- Also known as: WindTunnel
- Genre: Auto racing Sports talk
- Presented by: Dave Despain
- Country of origin: United States

Original release
- Network: Speed
- Release: February 22, 2003 – August 11, 2013

= WindTunnel with Dave Despain =

WindTunnel with Dave Despain was a live viewer call-in and a sports talk show exclusively for auto racing fans that debuted on Speed Channel on February 22, 2003, and ended on August 11, 2013. During the course of the show, host Dave Despain fielded telephone calls and read e-mail from viewers, some of them directed at the guest Despain is interviewing, which was done just after the first segment, titled "Hot Topics", which Despain reads the big stories from the racing world. After the interview segment, Despain did a segment just for him, titled "My Take", in which he gave his opinion on news from the racing world. There was also an award for the best e-mail or phone call from each show, as the winning viewer received a Despain bobblehead. It was a coveted prize among viewers.

When WindTunnel debuted, the show aired Friday nights at 11 pm. The pilot episode was only a half-hour long. The time length was changed to an hour the very next week. In August 2003, WindTunnel expanded to four nights a week (Monday-Thursday) and moved to a 9 pm timeslot. In 2005, to the chagrin of some of the series' fans, WindTunnel was scaled back to one night a week, airing for two hours beginning at 9 pm on Sunday nights. In 2006, WindTunnel was scaled back to one hour. There have been special episodes of WindTunnel shown as part of the lead-up to the Daytona 500 and the Sprint All-Star Race.

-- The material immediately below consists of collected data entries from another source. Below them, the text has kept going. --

Issue #133, opened 2023-08-07
[ENHANCEMENT] Add FQDN Selectors for Egress traffic


rahulkjoshi:
**Is your enhancement request related to a problem? Please describe.**
This is an extension to https://github.com/kubernetes-sigs/network-policy-api/issues/126 which deals with the egress (northbound) use-case. Specifically, this enhancement deals with specifying [Fully-Qualified Domain Names](https://en.wikipedia.org/wiki/Fully_qualified_domain_name) (FQDN) to identify the external peers in a connection.

**Describe the solution you'd like**
User stories will be fleshed out in the NPEP, but a rough sketch can be found [here](https://docs.google.com/document/d/1wOO6fgY0PRToJ85yC5WFDywAhwkK0m-ynLrHW-EmuGM/edit)

**Describe alternatives you've considered**
The traditional alternative is to use IP selectors to specify external peers. This can be difficult to maintain and audit. It is also not user-friendly in situations where the peer is not controlled by the policy owner and the peers IP may change over time.

**Additional context**
This is a pretty common feature already implemented by many CNIs. There has already been some discussion previously about extending Kubernetes NetworkPolicy but that was shelved due to the complexity of extending the existing v1 NetworkPolicy API ([doc](https://docs.google.com/document/d/1wOO6fgY0PRToJ85yC5WFDywAhwkK0m-ynLrHW-EmuGM/edit))

rahulkjoshi:
With the API merged, I think we can close this issue. Thanks to all who helped us deliver an awesome new selector.

Issue #126, opened 2023-07-18
[ENHANCEMENT] Add Northbound traffic support for ANP API


tssurya:
**Is your enhancement request related to a problem? Please describe.**
This is follow of up of https://github.com/kubernetes-sigs/network-policy-api/issues/28
This issue tracks adding support for northbound traffic use case and also host-networked pod traffic use case for ANP from CNI pods.

**Describe the solution you'd like**
https://github.com/kubernetes-sigs/network-policy-api/pull/117 outlines the details, it has undergone some rounds of review already at https://github.com/kubernetes-sigs/network-policy-api/pull/86 

**Describe alternatives you've considered**

**Additional context**

```[tasklist]
### Tasks
- [ ] https://github.com/kubernetes-sigs/network-policy-api/pull/117
- [ ] https://github.com/kubernetes-sigs/network-policy-api/pull/143
- [ ] Document egress samples
- [ ] https://github.com/kubernetes-sigs/network-policy-api/pull/144
- [ ] https://github.com/kubernetes-sigs/network-policy-api/pull/185
- [ ] https://github.com/kubernetes-sigs/network-policy-api/pull/193
```

tssurya:
Now that the Provisional NPEP is done, I am working on PoC to implement it and then will re-open the NPEP in the implementable phase with link to PoC.

tssurya:
Status:

1. All design phase NPEPs have merged
2. NodeSelector peer API change has merged
3. inline CIDR selector API change PR is under progress
4. Starting on conformance tests for nodeselector

tssurya:
Status:

1. All design phase NPEPs have merged
2. NodeSelector peer API change has merged
3. inline CIDR selector API change PR is merged
4. nodeSelector conformance test PR is waiting for reviews
5. starting on cidr conformance tests

tssurya:
This task is done, closing it!

PR #134, opened 2023-08-08
NPEP: FQDN Selector for Egress, User stories

rahulkjoshi:
Issue-Tracker: #133

### DIFF
--- a/npeps/npep-133.md
+++ b/npeps/npep-133.md
@@ -1,0 +1,173 @@
+# NPEP-133: FQDN Selector for Egress Traffic
+
+* Issue:
+  [#133](https://github.com/kubernetes-sigs/network-policy-api/issues/133)
+* Status: Provisional
+
+## TLDR
+
+This enhancement proposes adding a new optional selector to specify egress peers
+using [Fully Qualified Domain
+Names](https://www.wikipedia.org/wiki/Fully_qualified_domain_name) (FQDNs).
+
+## Goals
+
+* Provide a selector to specify egress peers using a Fully Qualified Domain Name
+  (for example `kubernetes.io`).
+* Support basic wildcard matching capabilities when specifying FQDNs (for
+  example `*.cloud-provider.io`)
+* Currently only `ALLOW` type rules are proposed.
+  * Safely enforcing `DENY` rules based on FQDN selectors is difficult as there
+    is no guarantee a Network Policy plugin is aware of all IPs backing a FQDN
+    policy. If a Network Policy plugin has incomplete information, it may
+    accidentally allow traffic to an IP belonging to a denied domain. This would
+    constitute a security breach.
+    
+    By contrast, `ALLOW` rules, which may also have an incomplete list of IPs,
+    would not create a security breach. In case of incomplete information, valid
+    traffic would be dropped as the plugin believes the destination IP does not
+    belong to the domain. While this is definitely undesirable, it is at least
+    not an unsafe failure.
+
+* Currently only AdminNetworkPolicy is the intended scope for this proposal.
+  * Since Kubernetes NetworkPolicy does not have a FQDN selector, adding this
+    capability to BaselineAdminNetworkPolicy could result in writing baseline
+    rules that can't be replicated by an overriding NetworkPolicy. For example,
+    if BANP allows traffic to `example.io`, but the namespace admin installs a
+    Kubernetes Network Policy, the namespace admin has no way to replicate the
+    `example.io` selector using just Kubernetes Network Policies.
+
+## Non-Goals
+
+* This enhancement does not include a FQDN selector for allowing ingress
+  traffic.
+* This enhancement only describes enhancements to the existing L4 filtering as
+  provided by AdminNetworkPolicy. It does not propose any new L7 matching or
+  filtering capabilities, like matching HTTP traffic or URL paths.
+  * This selector should not control what DNS records are resolvable from a
+    particular workload.
+* This enhancement does not provide a mechanism for selecting in-cluster
+  endpoints using FQDNs. To select Pods, Nodes, or the API Server,
+  AdminNetworkPolicy has other more specific selectors.
+  * Using the FQDN selector to refer to other Kubernetes endpoints, while not
+    explicitly disallowed, is not defined by this spec and left up to individual
+    providers. Trying to allow traffic to the following domains is NOT
+    guaranteed to work:
+    * `my-svc.my-namespace.svc.cluster.local` (the generated DNS record for a
+      Service as defined
+      [here](https://kubernetes.io/docs/concepts/services-networking/dns-pod-service/#services))
+    * `pod-ip-address.my-namespace.pod.cluster.local` (the generated DNS record
+      for a Pod as defined
+      [here](https://kubernetes.io/docs/concepts/services-networking/dns-pod-service/#pods))
+* This enhancement does not add any new mechanisms for specifying how traffic is
+  routed to a destination (egress gateways, alternative SNAT IPs, etc). It just
+  adds a new way of specifying packets to be allowed or dropped on the normal
+  egress data path.
+* This enhancement does not require any mechanism for securing DNS resolution
+  (e.g. DNSSEC or DNS-over-TLS). Unsecured DNS requests are expected to be
+  sufficient for looking up FQDNs.
+
+## Introduction
+
+FQDN-based egress controls are a common enterprise security practice.
+Administrators often prefer to write security policies using DNS names such as
+“www.kubernetes.io” instead of capturing all the IP addresses the DNS name might
+resolve to. Keeping up with changing IP addresses is a maintenance burden, and
+hampers the readability of the network policies.
+
+## User Stories
+
+* As a cluster admin, I want to allow all Pods in the cluster to send traffic to
+  an external service specified by a well-known domain name. For example, all
+  Pods must be able to talk to `my-service.com`.
+
+* As a cluster admin, I want to allow Pods in the "monitoring" namespace to be
+  able to send traffic to a logs-sink, hosted at `logs-storage.com`
+
+* As a cluster admin, I want to allow all Pods in the cluster to send traffic to
+  any of the managed services provided by my Cloud Provider. Since the cloud
+  provider has a well known parent domain, I want to allow Pods to send traffic
+  to all sub-domains using a wild-card selector -- `*.my-cloud-provider.com`
+
+### Future User Stories
+
+These are some user stories we want to keep in mind, but due to limitations of
+the existing Network Policy API, cannot be implemented currently. The design
+goal in this case is to ensure we do not make these unimplementable down the
+line.
+
+* As a cluster admin, I want to block all cluster egress traffic by default, and
+  require namespace admins to create NetworkPolicies explicitly allowing egress
+  to the domains they need to talk to.
+
+  The Cluster admin would use a `BaselineAdminNetworkPolicy` object to switch
+  the default disposition of the cluster. Namespace admins would then use a FQDN
+  selector in the Kubernetes `NetworkPolicy` objects to allow `my-service.com`.
+  
+## API
+
+TODO: https://github.com/kubernetes-sigs/network-policy-api/issues/133
+
+## Alternatives
+
+### IP Block Selector
+
+IP blocks are an important tool for specifying Network Policies. However, they
+do not address all user needs and have a few short-comings when compared to FQDN
+selectors:
+
+* IP-based selectors can become verbose if a single logical service has numerous
+  IPs backing it.
+* IP-based selectors pose an ongoing maintenance burden for administrators, who
+  need to be aware of changing IPs.
+* IP-based selectors can result in policies that are difficult to read and
+  audit.
+
+### L4 Proxy
+
+Users can also configure a L4 Proxy (e.g. using SOCKS) to inspect their traffic
+and implement egress firewalls. They present a few trade-ofs when compared to a
+FQDN selector:
+
+* Additional configuration and maintenance burden of the proxy application
+  itself
+* Configuring new routes to direct traffic leaving the application to the L4
+  proxy.  
+
+### L7 Policy
+
+Another alternative is to provide a L7 selector, similar to the policies
+provided by Service Mesh providers. While L7 selectors can offer more
+expressivity, they often come trade-offs that are not suitable for all users:
+
+* L7 selectors necessarily support a select set of protocols. Users may be
+  using a custom protocol for application-level communication, but still want
+  the ability to specify endpoints using DNS.
+* L7 selectors often require proxies to perform deep packet inspection and
+  enforce the policies. These proxies can introduce un-desireable latencies in
+  the datapath of applications.
+
+## References
+
+* [NPEP #126](https://github.com/kubernetes-sigs/network-policy-api/issues/126):
+  Egress Control in ANP
+
+### Implementations
+
+* [Antrea](https://antrea.io/docs/main/docs/antrea-network-policy/#fqdn-based-filtering)
+* [Calico](https://docs.tigera.io/calico-enterprise/latest/network-policy/domain-based-policy)
+* [Cilium](https://docs.cilium.io/en/latest/security/policy/language/#dns-based)
+* [OpenShift](https://docs.openshift.com/container-platform/latest/networking/openshift_sdn/configuring-egress-firewall.html)
+
+The following is a best-effort breakdown of capabilities of different
+NetworkPolicy providers, as of 2023-09-25. This information may be out-of-date,
+or inaccurate.
+
+|                | Antrea                         | Calico       | Cilium       | OpenShift <br/> (current) | OpenShift <br/> (future) |
+| -------------- | ------------------------------ | ------------ | ------------ | ------------------------- | ------------------------ |
+| Implementation | DNS Snooping <br/> + Async DNS | DNS Snooping | DNS Snooping | Async DNS                 | DNS Snooping             |
+| Wildcards      | ✔                              | ️✔           | ✔            | ❌                         | ✔                        |
+| Egress Rules   | ✔                              | ️✔           | ✔            | ✔                         | ✔                        |
+| Ingress Rules  | ❌                              | ️❌           | ❌            | ❌                         | ❌                        |
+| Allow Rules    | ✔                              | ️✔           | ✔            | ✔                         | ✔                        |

The 2006 season brought about guest co-hosts in the form of racing personalities like drivers (such as Tony Stewart, Mario Andretti) and journalists (such as David Hobbs, Robin Miller, Ed Hinton, and Bob Varsha). In 2009, Despain began to take breaks during the season; guest hosts such as Krista Voda, Tommy Kendall, and Robin Miller have presented the show while Despain was off. Before this, only Ralph Sheheen in 2004 had replaced Despain for an episode due to illness.

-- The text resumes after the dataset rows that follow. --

PR #135, opened 2023-08-16
setup for v0.1.1 release

astoycos:
We're still not doing this release process 100% correct and should instead be opening a PR against the v0.1.0 branch reviewing there before merging this to update the changelog and cut the release

However, for now we're just shipping conformance fixes so that should be alright. 

Please see https://github.com/kubernetes-sigs/network-policy-api/compare/v0.1.0...v0.1.1 for all the changes since v0.1.0

### DIFF
--- a/CHANGELOG.md
+++ b/CHANGELOG.md
@@ -3,6 +3,7 @@
 ## Table of Contents
 
 - [v0.1.0](#v010)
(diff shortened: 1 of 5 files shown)


Dyanngg (approved):
LGTM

The show would take a hiatus following the last NASCAR Sprint Cup race to late January during the racing off-season. During this time, best-of episodes titled WindTunnel: The Interviews were shown. Only the most popular interviews from the previous season were shown, which included interviews with NASCAR great Richard Petty, NASCAR star Jeff Gordon, and drag racing legend John Force. Starting in 2009 Golden Corral, an American restaurant chain, became the show's sponsor. Previous sponsors have been Carquest, an automobile parts store chain in 2007, and Alltel, a cell phone company in 2008.

==Programming segments==
- Hot Topics - Highlights from the weekend's races and motorsports news.
- Super 7 Sweep - An online fantasy racing game that awarded autographed Dave Despain Bobbleheads to each weekly winner plus season's end championship prizes.
- Fired Up (2006-2012) – A short segment with callers (via voice mail) expressing heated opinions about topics regarding motorsports.
- Eye Candy – A high energy musical video package including clips from that weekend's races.
- My Take – A short editorial segment where Despain offers his opinion on a controversial topic in motorsports, usually offering a potentially simple solution to a complex problem.
- Stat Rat (debuted July 15, 2007) - A reference of statistics regarding the performance of a team, driver, or manufacturer over a specific time period. While not a regular segment, it is used to highlight a guest's achievements.
- Last Call – The last call from a viewer or a driver. Last call is announced by a graphic of what is likely intended to be an Italian bartender, but fans call him the "pizza guy" saying he looks like a worker in a pizza restaurant and that his long sleeves would get wet if he were a bartender. Despain counters, "Why would a pizza guy be saying "last call!"?
- WindTunnel EXTRA (2009–2012) – An extra 30-minute program that starts immediately after the television broadcast, available on Speed Channel web site. Despain often does a second "My Take" on a different subject. It is not unusual for a guest from the broadcast to remain for the webcast. Despain often answers questions from the live interactive chat that runs concurrent with the show.
- Dave's Favorite E-Mail (2010–2012) – Dave reads and reacts to his favorite user-submitted e-mail of the week, usually of a comedic or satirical nature.
- Help Yourself to Happiness – Sponsored by restaurant chain, Golden Corral. Dave highlights a particular moment or event of the previous week in which a racer "helps them-self to happiness." Usually features a dramatic or meaningful overtaking maneuver.